Thursday, 9 March 2017

Selling my Soul to the Internet

Preface: This is a blog post from late December intended for the old site. Its short and kinda crap, so perfect for a first post. If you're a filthy outsider then this is pretty much what you're in for. (Also please leave.)

I was born in early 1999, and so was part of the first set of kids who grew up with easy and universal access to the internet from a young age. Growing up I would often spend time on the family PC and from the age of about 7 I would start accessing the internet. First it was purely for viewing images on Google, but soon I found my way onto flash game websites; followed by Youtube; followed by text forums. However, the history of my internet usage isn't really the point I was going to make so I'll stop, but I'll probably make a proper one in the future.

What I do want to talk about is how the internet broke my mind, or at least fundamentally altered the person I grew up into. The modern age of the 21st century is often referred to as the “Information Age”, where any and all information is freely available to anyone at anytime, as long as your not poor. And while this is all well and good, retrospectively I believe that my mind was completely overloaded with boundless information and ideas. In ages past parental guidance has always been the main source for a child's moral and cultural education, but with the turn of the internet, we all had other people to look up to, to admire and to copy. Now this is obviously completely fine because the internet is populated solely by upstanding and inspirational heroes. Except it isn't. And by the time I had worked this out I was in too deep and didn't want to pull out. Here I am mainly talking about the old-guard internet forums of pre 2010; namely Newgrounds and 4chan. I always knew it was all meaningless and dumb, but I carried on despite it. Despite knowing full well that this was a waste of my time, I was drawn in by just how cool it all seemed to me. And this is the crux of the problem. Its fun dicking around on the internet, or at least it looks fun. When you hear of these guys its almost like some kind of myth. A cool club full of the best people. And you instantly want to be a part of it. At a time when nothing was happening in my life, aged around 13, I saw this as an opportunity to ignore the real world and just fanny around online with a bunch of douchebags. And here's the thing. I don't regret it at all. I had just as much fun as anyone else was having, probably, and I doubt I'd change much if I could. So I, completely purposefully, went deeper and kept going on my quest to be an oldfag. This is why the title of this post is “selling my soul”; my soul wasn't taken, I knew very clearly what I was doing and I thought it was good. I still do.

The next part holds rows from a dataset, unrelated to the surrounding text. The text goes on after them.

PR #4347, opened 2016-03-16
Make constants constexpr

kkaefer:
We're currently declaring all of our constants in `constants.hpp` as `extern` and actually initialize them in the corresponding C++ file. Instead, we should declare them as constexpr and assign the value in the header file directly. The fact that they are defined elsewhere is an old debugging construct that allowed me to quickly change tile sizes without recompilation.


brunoabinader:
:+1:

It boils down to my fundamental ethos behind what I do with my time: Fun things are good. If I like a thing then that thing is good, and I will carry on that thing, despite what other people lead me to believe. To this day I visit virtually all the same sites, and I'm realising that everyone around me (in a virtual sense) is just as, if not more, degenerate as me, and my choosing of what I do with my life is A-OK. I'm telling you that you should give up your soul to the internet, or anything else for that matter. Humility and restraint are two important qualities. But you should also take any opinions people have about things with a handful of salt, they're probably wrong. While you shouldn't break norms for the sake of breaking norms, do whatever you want and you'll be a cooler person for it.